Each line of the data below that carries the word "fails" needs to be copied.

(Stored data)
· · · ·

PR #286, opened 2022-05-31
(#2040247) Return ENOSYS for unknown system calls

dtardon:
Resolves: [#2040247](https://bugzilla.redhat.com/show_bug.cgi?id=2040247)

PR #473, opened 2026-05-19
(RHEL-159158) core: validate input cgroup path more prudently

tcornell-bus:

Resolves: RHEL-159158

### DIFF
--- a/src/core/dbus-manager.c
+++ b/src/core/dbus-manager.c
@@ -456,6 +456,12 @@ static int method_get_unit_by_control_group(sd_bus_message *message, void *userd
         if (r < 0)
                 return r;
 
+        if (!path_is_absolute(cgroup))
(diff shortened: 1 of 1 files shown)


mrc0mmand (approved):
LGTM, thanks!

As for the CI fail - CentOS CI failed in all tests run via nspawn because in RHEL 8.6 and older we're missing https://github.com/redhat-plumbers/systemd-rhel8/pull/286. However, backporting this is both non-trivial and risky, so I tweaked the CentOS CI configuration to run the tests only under QEMU/KVM.

With that the only failing test now is parse-hwdb, because we're also missing https://github.com/redhat-plumbers/systemd-rhel8/pull/454/ - that should be possible to backport relatively easily to 8.6, but that can be done later in the next batch, if there's any.

jamacku:
released under tag https://github.com/redhat-plumbers/systemd-rhel8/releases/tag/v239-58.16

PR #461, opened 2026-01-15
(RHEL-133354) encountering ordering cycle triggers segmentation fault

tcornell-bus:
Backport RHEL-8.10 RHEL-132317 first [PR](https://github.com/redhat-plumbers/systemd-rhel8/pull/456):
The generated string may include %, which will confuse both the xprintf call, and the VA_FORMAT_ADVANCE macro.

Pass the generated string as an argument to a "%s" format string instead.

(cherry picked from commit https://github.com/redhat-plumbers/systemd-rhel8/commit/7325a2b2d15af09a9389723d6153050130c0bd36)

Resolves: RHEL-133354

---
Backport RHEL-8.10 RHEL-132317 second [PR](https://github.com/redhat-plumbers/systemd-rhel8/pull/458):
This is trivially exploitable (in the sense of causing a crash from SEGV) e.g. by 'shutdown now "Message %s %s %n"'. The message is settable through polkit, but is limited to auth_admin:
```
<action id="org.freedesktop.login1.set-wall-message">
         <description gettext-domain="systemd">Set a wall message</description>
         <message gettext-domain="systemd">Authentication is required to set a wall message</message>
         <defaults>
                <allow_any>auth_admin_keep</allow_any>
                <allow_inactive>auth_admin_keep</allow_inactive>
                <allow_active>auth_admin_keep</allow_active>
        </defaults>
</action>
```
Bug introduced in https://github.com/redhat-plumbers/systemd-rhel8/commit/9ef15026c0e7e6600372056c43442c99ec53746e ('logind/systemctl: introduce SetWallMessage and --message', 2015-09-15).

(cherry picked from commit https://github.com/redhat-plumbers/systemd-rhel8/commit/0cb09bcb825ab86ba4ca70be4e6322eaf9baee95)

Related: RHEL-133354

PR #474, opened 2026-05-19
(RHEL-159157) core: validate input cgroup path more prudently

tcornell-bus:

Resolves: RHEL-159157

### DIFF
--- a/src/core/dbus-manager.c
+++ b/src/core/dbus-manager.c
@@ -456,6 +456,12 @@ static int method_get_unit_by_control_group(sd_bus_message *message, void *userd
         if (r < 0)
                 return r;
 
+        if (!path_is_absolute(cgroup))
+                return sd_bus_error_setf(error, SD_BUS_ERROR_INVALID_ARGS, "Control group path is not absolute: %s", cgroup);
+
+        if (!path_is_normalized(cgroup))
+                return sd_bus_error_setf(error, SD_BUS_ERROR_INVALID_ARGS, "Control group path is not normalized: %s", cgroup);
+
         u = manager_get_unit_by_cgroup(m, cgroup);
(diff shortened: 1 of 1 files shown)


tcornell-bus:
To try and save you some time, the failure looks to be the same as last rhel-8.4 PR with this [waiver](https://github.com/redhat-plumbers/systemd-rhel8/pull/461#pullrequestreview-3671539444):

> The test-fs-util fail is a known issue (https://github.com/redhat-plumbers/systemd-rhel8/issues/434), and CentOS CI doesn't apply here.

mrc0mmand:
> To try and save you some time, the failure looks to be the same as last rhel-8.4 PR with this [waiver](https://github.com/redhat-plumbers/systemd-rhel8/pull/461#pullrequestreview-3671539444):
> 
> > The test-fs-util fail is a known issue (#434), and CentOS CI doesn't apply here.

Yup, indeed. I was trying to fix (or workaround) CentOS CI to make it work even here and it seems to finally work. Apart from the same nspawn/seccomp commits I mentioned in https://github.com/redhat-plumbers/systemd-rhel8/pull/473#pullrequestreview-4328612905 we're also missing ca86de228e19cea268ec3eeabc9097d7c28fbf24 but we can't push it into this branch, as libmicrohttpd on RHEL 8.4 is older than what the commit needs. So I worked around it on CentOS CI side which cherry-picks the commit only for the CI runs.

And we don't need any fixes for parse-hwdb here, as it seems to be in good-enough shape in this branch.

mrc0mmand (approved):
LGTM, thanks!

jamacku:
released under tag https://github.com/redhat-plumbers/systemd-rhel8/releases/tag/v239-45.17

PR #477, opened 2026-07-22
(RHEL-112550) core: allow manager_serialize() to fail correctly

siteshwar:
If manager_serialize() fails in the middle (which it hopefully doesn't) make sure to fix up m->n_reloading correctly again so that we don't leave it > 0 when it really shouldn't be.

(cherry picked from commit 4daf832afaeac471085e56445a05218217bf5107)

Resolves: RHEL-112550


dtardon (approved):
LGTM

PR #479, opened 2026-08-13
(RHEL-219224) mount: regenerate all deps whenever a mount's parameters  changes

siteshwar:
Whenever we notice a change on an existing /proc/self/mountinfo line,
let's update the deps generated from it. For that, let's flush out the
old deps generated this way, and add in the new ones.

This takes benefit of the fact that today (unlike a comment this patch
removes says) we can remove deps in a somewhat reasonable way.

(cherry picked from commit a37422045fbb68ad68f734e5dc00e0a5b1759773)

Resolves: RHEL-219224

### DIFF
--- a/src/core/mount.c
+++ b/src/core/mount.c
@@ -1425,6 +1425,32 @@ static int mount_dispatch_timer(sd_event_source *source, usec_t usec, void *user
         return 0;
 }
 
+static int update_parameters_proc_self_mount_info(
+                Mount *m,
+                const char *what,
+                const char *options,
+                const char *fstype) {
+
+        MountParameters *p;
+        int r, q, w;
+
+        p = &m->parameters_proc_self_mountinfo;
+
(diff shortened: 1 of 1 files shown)


siteshwar:
I have not been able to verify these changes work as expected locally, but based on my discussion with @mrc0mmand I am marking this request as ready for review.

msekletar (changes requested):
NACK, actually merging this would cause regression that was later addressed upstream in https://github.com/systemd/systemd/issues/11342.

msekletar:
@siteshwar please avoid proposing changes to core parts of the systemd (specially for RHEL-8 which is in maintenance phase 2) if you don't have full mental model of what these changes will cause otherwise such haste changes may have catastrophic unforeseen consequences.

siteshwar:
Thanks for the review!

PR #480, opened 2026-08-17
(RHEL-26842) pid1: set SYSTEMD_NSS_DYNAMIC_BYPASS=1 env var for dbus-daemon

siteshwar:
There's currently a deadlock between PID 1 and dbus-daemon: in some cases dbus-daemon will do NSS lookups (which are blocking) at the same time PID 1 synchronously blocks on some call to dbus-daemon. Let's break that by setting SYSTEMD_NSS_DYNAMIC_BYPASS=1 env var for dbus-daemon, which will disable synchronously blocking varlink calls from nss-systemd to PID 1.

In the long run we should fix this differently: remove all synchronous calls to dbus-daemon from PID 1. This is not trivial however: so far we had the rule that synchronous calls from PID 1 to the dbus broker are OK as long as they only go to interfaces implemented by the broke itself rather than services reachable through it. Given that the relationship between PID 1 and dbus is kinda special anyway, this was considered acceptable for the sake of simplicity, since we quite often need metadata about bus peers from the broker, and the asynchronous logic would substantially complicate even the simplest method handlers.

This mostly reworks the existing code that sets SYSTEMD_NSS_BYPASS_BUS= (which is a similar hack to deal with deadlocks between nss-systemd and dbus-daemon itself) to set SYSTEMD_NSS_DYNAMIC_BYPASS=1 instead. No code was checking SYSTEMD_NSS_BYPASS_BUS= anymore anyway, and it used to solve a similar problem, hence it's an obvious piece of code to rework like this.

Issue originally tracked down by Lukas Märdian. This patch is inspired and closely based on his patch:

       https://github.com/systemd/systemd/pull/22038

Fixes: #15316
Co-authored-by: Lukas Märdian <slyon@ubuntu.com>
(cherry picked from commit de90700f36f2126528f7ce92df0b5b5d5e277558)

Resolves: RHEL-26842

### DIFF
--- a/src/core/execute.c
+++ b/src/core/execute.c
@@ -1688,11 +1688,11 @@ static int build_environment(
                 our_env[n_env++] = x;
         }
 
-        /* If this is D-Bus, tell the nss-systemd module, since it relies on being able to use D-Bus look up dynamic
-         * users via PID 1, possibly dead-locking the dbus daemon. This way it will not use D-Bus to resolve names, but
-         * check the database directly. */
-        if (p->flags & EXEC_NSS_BYPASS_BUS) {
-                x = strdup("SYSTEMD_NSS_BYPASS_BUS=1");
+        /* If this is D-Bus, tell the nss-systemd module, since it relies on being able to use blocking
+         * Varlink calls back to us for look up dynamic users in PID 1. Break the deadlock between D-Bus and
+         * PID 1 by disabling use of PID1' NSS interface for looking up dynamic users. */
+        if (p->flags & EXEC_NSS_DYNAMIC_BYPASS) {
+                x = strdup("SYSTEMD_NSS_DYNAMIC_BYPASS=1");
                 if (!x)
                         return -ENOMEM;
                 our_env[n_env++] = x;
--- a/src/core/execute.h
+++ b/src/core/execute.h
@@ -287,7 +287,7 @@ typedef enum ExecFlags {
         EXEC_NEW_KEYRING       = 1 << 3,
         EXEC_PASS_LOG_UNIT     = 1 << 4, /* Whether to pass the unit name to the service's journal stream connection */
         EXEC_CHOWN_DIRECTORIES = 1 << 5, /* chown() the runtime/state/cache/log directories to the user we run as, under all conditions */
-        EXEC_NSS_BYPASS_BUS    = 1 << 6, /* Set the SYSTEMD_NSS_BYPASS_BUS environment variable, to disable nss-systemd for dbus */
+        EXEC_NSS_DYNAMIC_BYPASS    = 1 << 6, /* Set the SYSTEMD_NSS_DYNAMIC_BYPASS environment variable, to disable nss-systemd blocking on PID 1, for use by dbus-daemon */
         EXEC_CGROUP_DELEGATE   = 1 << 7,
         EXEC_IS_CONTROL        = 1 << 8,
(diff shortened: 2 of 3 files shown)


siteshwar:
Manually verified that the fix works on RHEL 8.

msekletar (changes requested):
I suspect this is likely wrong thing to do because nss-systemd in RHEL-8 doesn't use Varlink at all so there is no point in avoiding blocking Varlink calls. As for avoiding D-Bus calls from dbus-daemon context this is already covered by EXEC_NSS_BYPASS_BUS.

In other words, patch is NOOP for RHEL-8 and I don't think you have correct reproducer.

siteshwar:
I used  the reproducer from [RHEL-26842](https://redhat.atlassian.net/browse/RHEL-26842?focusedCommentId=17969166):
```
# Configuration:
# - samba-winbind-4.24.5-100.el10 installed
# - nsswitch.conf: passwd: files winbind systemd
# - winbind running in standalone mode
# - dbus-broker-36-4.el10 (default)
#
# Result: dbus restart completed in 0.099s with no deadlock
# No errors in journal, all services healthy after restart

$ time systemctl restart dbus
real  0m0.099s

$ systemctl status dbus --no-pager | head -5
  dbus-broker.service - D-Bus System Message Bus
     Loaded: loaded
     Active: active (running)

$ getent passwd root
root:x:0:0:Super User:/root:/bin/bash
$ getent passwd nobody
nobody:x:65534:65534:Kernel Overflow User:/:/usr/sbin/nologin
```

msekletar:
@siteshwar Well, that is AI generated reproducer so you should take it with a grain of salt...

msekletar:
@siteshwar Also, if you look at the comment in the reproducer it points to packages with el10 dist-tag and you are proposing change for RHEL-8

siteshwar:
> @siteshwar Well, that is AI generated reproducer so you should take it with a grain of salt...

It is also mentioned in [this comment](https://redhat.atlassian.net/browse/RHEL-26842?focusedCommentId=5013058) from the reporter and the `SYSTEMD_NSS_DYNAMIC_BYPASS`variable is [documented](https://github.com/redhat-plumbers/systemd-rhel8/blob/d489e6c6315d20f695d6ed269de15fb3c204d082/doc/ENVIRONMENT.md?plain=1#L113) for RHEL 8.

In other words, I do not know if this the correct reproducer for the original issue. But I was able reproduce the hang on RHEL 8 and the changes in this pull request appeared to fix it (as I tried multiple times to reproduce, but could not reproduce).

msekletar:
> In other words, I do not know if this the correct reproducer for the original issue. But I was able reproduce the hang on RHEL 8 and the changes in this pull request appeared to fix it (as I tried multiple times to reproduce, but could not reproduce).

But I think that is just coincidence. If you look at nss-systemd in RHEL-8 you will see that if SYSTEMD_NSS_DYNAMIC_BYPASS is set then nss-systemd short-circuits and doesn't do any user lookup, but again on RHEL-8 there is NO Varlink based lookup that would be blocking, instead nss-systemd is looking into auxiliary files in /run directly and that shouldn't be blocking.

Anyway this should be properly debugged first before we jump to conclusions. If you have a reliable reproducer for RHEL-8 this should be fairly easy to debug.

siteshwar:
@msekletar Thanks for the review!

PR #1962, opened 2021-07-30
Adding a lot of material recipes for things that couldn't be built before

PsyCommando:
* Added a ton of new material recipes for things that couldn't be made before.
* Changed how curtains work by datumizing their appearance and feeding it to either the curtain's item form, or its structure form, in order to cut on repetition and make my life easier.
* Added a ton of empty variants to items and structures

## Description of changes
Added a lot of structure, furnitures, some basic clothes to the material recipes.
Modified how curtains works a bit so creating template classes wouldn't repeat code for nothing.
Added empty variants for the recipes.

It makes even more things buildable now. And I was asked to do it, so yeah.

## Changelog

:cl:
tweak: Added a lot of new material recipes.
/:cl:


code/game/objects/items/weapons/storage/boxes.dm
```diff
@@ -273,7 +291,9 @@
 	name = "box of donk-pockets"
 	desc = "<B>Instructions:</B> <I>Heat in microwave. Product will cool if not eaten within seven minutes.</I>"
 	icon_state = "donk_kit"
-	startswith = list(/obj/item/chems/food/donkpocket = 6)
+	startswith = list((/obj/item/chems/food/donkpocket = 6)
```
MistakeNot4892: Extra `(`

code/game/objects/structures/crates_lockers/closets/utility_closets.dm
```diff
@@ -67,39 +73,43 @@
...
-	if(prob(30))
-		new /obj/item/stack/cable_coil/random(src)
-	if(prob(20))
-		new /obj/item/multitool(src)
-	if(prob(5))
-		new /obj/item/clothing/gloves/insulated(src)
-	if(prob(40))
-		new /obj/item/clothing/head/hardhat(src)
-
+	if(spawn_contents)
```
MistakeNot4892: Would be better to move all this into `WillContain()` maybe?

code/modules/materials/material_recipes.dm
```diff
@@ -54,19 +54,23 @@
 	if(integrity >= 50 && hardness >= MAT_VALUE_FLEXIBLE + 10)
 		. += new/datum/stack_recipe/furniture/door(src)
 		. += new/datum/stack_recipe/furniture/barricade(src)
+		. += new/datum/stack_recipe/furniture/barricade/spikes(src)
```
MistakeNot4892: Spikes are added to the barricade after construction - doesn't need a separate recipe imo.

MistakeNot4892:
A very large chunk of these recipes are excessive imo - being able to create a janitor cart or a toilet or a crematorium out of a stack of materials strains credulity in a way that a stool or a chair doesn't to me. It also completely invalidates cargo as a concept, which makes sense for Outreach but I don't think is a good choice for main Nebula. I would suggest maybe having an `extended_crafting_recipes` modpack or such as part of this PR.

code/modules/materials/material_recipes.dm
PsyCommando: Ooooooooh, I actually didn't ever realized this was a thing...

PsyCommando:
> 
> 
> A very large chunk of these recipes are excessive imo - being able to create a janitor cart or a toilet or a crematorium out of a stack of materials strains credulity in a way that a stool or a chair doesn't to me. It also completely invalidates cargo as a concept, which makes sense for Outreach but I don't think is a good choice for main Nebula. I would suggest maybe having an `extended_crafting_recipes` modpack or such as part of this PR.

I mean, you can currently build padded chairs with steel sheets.. And they give you cloth when you take them appart. So I'm not exactly sure what is your limit on these sorts of things. You'll have to give me a list of things you think are too much.
Also, I'm absolutely down with making some things have a more accurate way of building them. But as of now, you can only assemble machines from frames, not structures. And I don't know if I should mess with machine assembly code or just write something similar from scratch for structures.

Also not entirely sure what you mean by it invalidating cargo? Most of the things in here cannot be ordered via cargo. They're just unobtainable.

And about the modpack. I'd agree to that. But there's nothing in place to validate against duplicate definitions for recipes. Which is going to cause massive headaches in the future downstream. Ideally, we should probably rewrite crafting to be unit-testable. And probably also decouple it from individual material types decl. Maybe something like the old table crafting system, but better?

code/game/objects/structures/crates_lockers/closets/utility_closets.dm
PsyCommando: That's actually true, but I wasn't sure how it would behave with probabilities being there. I guess we'll see.

code/game/objects/items/weapons/storage/boxes.dm
PsyCommando: I love how I managed to break the code by fixing a merge conflict.. :D

code/game/objects/structures/crates_lockers/closets/utility_closets.dm
PsyCommando: I used the atom_creator/simple class like something else was. Hopefully that thing works.

code/game/objects/structures/curtains.dm
```diff
@@ -1,3 +1,71 @@
+//
+// Curtain types declaration
+//
+/decl/curtain_kind
```
MistakeNot4892, line 4: Would you mind splitting the curtain code out into a separate PR? It'll review easier and looks fine to go in independently of the other changes in this PR.

PsyCommando: Alright, I'll do that in a bit

PsyCommando: Still haven't gotten around to it. Had more server issues with outreach so..

PsyCommando: Okay its done!

PsyCommando:
Soo, the unit test seems to be a bit out of its mind?
Its kinda funny its not picking up padded chairs since those have had leather as secondary material for ages now?

MistakeNot4892:
Unit tests are actually valid, refer to #1987.

Some notes from looking this over. This is mostly stuff that I think should be kept to Outreach as it doesn't conceptually gel with Nebula in my view. 
- Being able to craft secure closets, which have preset access, strikes me as a questionable idea. You could craft the locker on top of a handful of items, the items would be loaded into the locker, and you then wouldn't be able to open it. It's also just a bit odd that you can hand-shape electrical circuitry out of thin air for it.
- Locker/crate subtypes in general are ehhhh - would prefer there to be some kind of ability to attach an electronic lock to a locker to make it secure, and change the appearance with a paint gun.
- The various box subtypes that are only different visually should probably be handled by using the paint gun on a box, or a pen, rather than separate crafting recipes. This would also mean you wouldn't need to define nine billion empty subtypes.
- When did handrails lose their recipe? That's so odd. I could have sworn you could craft them already.

The above might be worth broader discussion with maints if you're unwilling to shunt it all into extended crafting.

This other stuff is in the extended crafting module so ambivalent about it in general, but for the record (non-blocking):
- Functional atoms like stasis cages, ore boxes, roller beds really shouldn't be craftable with simple stacks imo.
- Textiles stuff should definitely have a crafting mechanic other than sheets in hands, but I appreciate textiles fab is already loaded with stuff.
- Reagent dispensers - kind of ehhhh on these as well, it feels like they're fairly complex. Maybe if they were crafted from a frame and then had tanks painted/added. 
- Sinks - Infinite reagent sources made out of metal, not a fan of this. Maybe when plumbing exists meaningfully.
- Toilets/urinals/etc - not currently set up to support materials, not a fan of crafting them.

PsyCommando:
> 
> 
> Unit tests are actually valid, refer to #1987.
> 
> Some notes from looking this over. This is mostly stuff that I think should be kept to Outreach as it doesn't conceptually gel with Nebula in my view.
> 
>     * Being able to craft secure closets, which have preset access, strikes me as a questionable idea. You could craft the locker on top of a handful of items, the items would be loaded into the locker, and you then wouldn't be able to open it. It's also just a bit odd that you can hand-shape electrical circuitry out of thin air for it.
> 
>     * Locker/crate subtypes in general are ehhhh - would prefer there to be some kind of ability to attach an electronic lock to a locker to make it secure, and change the appearance with a paint gun.
> 
>     * The various box subtypes that are only different visually should probably be handled by using the paint gun on a box, or a pen, rather than separate crafting recipes. This would also mean you wouldn't need to define nine billion empty subtypes.
> 
>     * When did handrails lose their recipe? That's so odd. I could have sworn you could craft them already.
> 
> 
> The above might be worth broader discussion with maints if you're unwilling to shunt it all into extended crafting.
> 
> This other stuff is in the extended crafting module so ambivalent about it in general, but for the record (non-blocking):
> 
>     * Functional atoms like stasis cages, ore boxes, roller beds really shouldn't be craftable with simple stacks imo.
> 
>     * Textiles stuff should definitely have a crafting mechanic other than sheets in hands, but I appreciate textiles fab is already loaded with stuff.
> 
>     * Reagent dispensers - kind of ehhhh on these as well, it feels like they're fairly complex. Maybe if they were crafted from a frame and then had tanks painted/added.
> 
>     * Sinks - Infinite reagent sources made out of metal, not a fan of this. Maybe when plumbing exists meaningfully.
> 
>     * Toilets/urinals/etc - not currently set up to support materials, not a fan of crafting them.

I wish you'd have said that in the first place so I wouldn't have bothered running it through here. Its more of a stopgap measure because on outreach you cannot do much currently without sinks for instance. And you can't get any of those lockers, crates, reagent dispensers, etc... Its fully intended to go away eventually. Paint gun on crate is an interesting idea though. Might be worth revisiting that in another PR. There's just the issue with non-standard containers that don't use the appearance decl.

As for the other options. Multi-step crafting requires extensive amounts of spriting and a lot of repetitive code, so its not a good short-term solution. And I'm still very inexperienced when it comes to spriting. 
Fabs are not working great right now, so I'd rather avoid loading them with more stuff. Plus research is currently broken on outreach, and I don't know when/if nata is gonna fix it. 
Plumbing is something we definitely should implement the sooner the better. But that's beyond the scope of this PR. 

Also about handrails. There's 2 types of them. One's called railling, the other is handrail. The handrail is different in that you can attach yourself to them, and they're meant to be placed alongside walls. Maybe they need an updated description/name?

If there's no objections I'll probably close this PR, since there's not really much point in having it here if you don't need any of it.

PR #1982, opened 2021-08-03
Add pipefail set to linter annotation.

MistakeNot4892:
Should fix the linter not causing CI to fail. Thanks @Lohikar.


MistakeNot4892:
Verified that this fails CI when an error is introduced, should be good to merge.

Lohikar (approved):

PR #1983, opened 2021-08-03
Added fuel vaporization to fluid puddles.

MistakeNot4892:
Adding some very basic fire interaction to fuel puddles, as a stopover between now and a proper fire rewrite. Essentially just causes puddles to vaporize any fuel in their reagents on exposure to sufficient heat, meaning that zone fires will start.
DNM, have not tested locally due to putting it together at work.

### DIFF
--- a/code/modules/ZAS/Fire.dm
+++ b/code/modules/ZAS/Fire.dm
@@ -28,9 +28,14 @@ If it gains pressure too slowly, it may leak or just rupture instead of explodin
 		return 0
 	if(locate(/obj/fire) in src)
 		return 1
+
 	var/datum/gas_mixture/air_contents = return_air()
 	if(!air_contents || exposed_temperature < FLAMMABLE_GAS_MINIMUM_BURN_TEMPERATURE)
 		return 0
+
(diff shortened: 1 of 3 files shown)


MistakeNot4892:
Does not work :(

MistakeNot4892:
Working to an extent - not super reliable and seems to make welding tanks more dangerous than hydrogen tanks, but it does at least make fuel spills dangerous.

afterthought2 (approved):

code/modules/ZAS/Fire.dm
```diff
@@ -125,6 +130,12 @@ If it gains pressure too slowly, it may leak or just rupture instead of explodin
 	for(var/atom/A in loc)
 		A.fire_act(air_contents, air_contents.temperature, air_contents.volume)
 
+	// prioritize nearby fuel overlays first
+	for(var/direction in global.cardinal)
```
MistakeNot4892, line 134: DNM, this is going to stack overflow.

MistakeNot4892: Isn't an issue, got confused.

PR #1984, opened 2021-08-04
Fire rewrite draft.

MistakeNot4892:
Opening this as a draft for collaboration/input/progress tracking.

Current loose plan:
- Fires will be atoms that are attached to another atom, which is considered to be on fire.
- Fires will process independently of ZAS, searching for fuel and oxidizer in their host atom and environment. They will use matter, reagents or local fluids as well as gas.
- ZAS will handle flashpoint fires and zone explosions (replacing the current fire behavior with an immediate violent detonation like a real gas fire).

Considerations:
- Atoms should have some handling in place for having some of their matter consumed by fires.
- There should be some kind of precalculation or caching to prevent every individual fire needing to iterate all turf contents etc while burning.
- Messing with the local air datum (via consming gas or producing products) should be queued or otherwise optimized to avoid ZAS updating 40 times per fire processor tick.

Current progress:
- Fires are largely located in a submodule folder and have been decoupled from ZAS.
- Various extinguish/ignition procs have been merged into each other.


code/modules/materials/definitions/liquids/materials_liquid_water.dm
```diff
@@ -60,13 +60,7 @@
...
 	var/min_temperature = T20C + rand(0, 20) // Room temperature + some variance. An actual diminishing return would be better, but this is *like* that. In a way. . This has the potential for weird behavior, but I says fuck it. Water grenades for everyone.
 
-	var/hotspot = (locate(/obj/fire) in T)
-	if(hotspot && !isspaceturf(T))
-		var/datum/gas_mixture/lowertemp = T.remove_air(T:air:total_moles)
-		lowertemp.temperature = max(min(lowertemp.temperature-2000, lowertemp.temperature / 2), 0)
-		lowertemp.react()
-		T.assume_air(lowertemp)
-		qdel(hotspot)
+	T.extinguish()
```
CrimsonShrike, line 63: Intended that water can no longer cool places or was it bugging or something?

MistakeNot4892: It doesn't make much sense. Can be revisited.

MistakeNot4892:
To the todo pile.

PR #1993, opened 2021-08-12
Decouples AI icons from the decl repository.

MistakeNot4892:
Fixes a runtime with AI creation and the last extant non-decl usage of the decl repo (\o/).


afterthought2 (approved):
I don't love it but OK.

PR #1995, opened 2021-08-12
Fixes accept_drinking on reagent dispensers

MarinaGryphon:


code/modules/reagents/dispenser/dispenser2.dm
```diff
@@ -91,7 +91,7 @@
 			C.dropInto(loc)
 			return TRUE
 
-	if(istype(W, /obj/item/chems/glass) || istype(W, /obj/item/chems/food))
+	if(istype(W, /obj/item/chems/glass) || istype(W, /obj/item/chems/condiment) || istype(W, /obj/item/chems/drinks)
```
MarinaGryphon:
```suggestion
	if(istype(W, /obj/item/chems/glass) || istype(W, /obj/item/chems/condiment) || istype(W, /obj/item/chems/drinks))
```

MistakeNot4892 (approved):
Should make this a var on /chems instead of using this istype block.

PR #2008, opened 2021-08-16
Keybindings are now decls.

MistakeNot4892:
## Description of changes
Repaths keybindings to decls, removes now unused global list population hook.

decl good

## Authorship
Me.

## Changelog
Nothing player-facing.


MistakeNot4892:
Very broken, pls hold.

MistakeNot4892:
This has turned out to be a huge pain due to the really strange way keybindings are coded, may revisit in the future.

PR #2009, opened 2021-08-17
Fixes movement

MarinaGryphon:
## Description of changes

Fixes movement no longer working in one direction if you stop holding that direction key.
Prioritises the buckling message over the anchoring message in `/datum/movement_handler/mob/physically_restrained/MayMove()`

#2007 introduced a bug where you would no longer be able to move in a direction after raising that direction key due to an oversight in SSInput. This has more robust logic to avoid that.
Also stops chairs from spamming messages at you, and makes it show the right message if you try to move while buckled in a chair.

## Authorship
MoondancerPony for fixes, Afterthought for the suggestion to move the var resets to `keyLoop`

### DIFF
--- a/code/datums/movement/mob.dm
+++ b/code/datums/movement/mob.dm
@@ -173,14 +173,14 @@
 
 // Is anything physically preventing movement?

· · · ·

## Answer to this problem
If manager_serialize() fails in the middle (which it hopefully doesn't) make sure to fix up m->n_reloading correctly again so that we don't leave it > 0 when it really shouldn't be.
Verified that this fails CI when an error is introduced, should be good to merge.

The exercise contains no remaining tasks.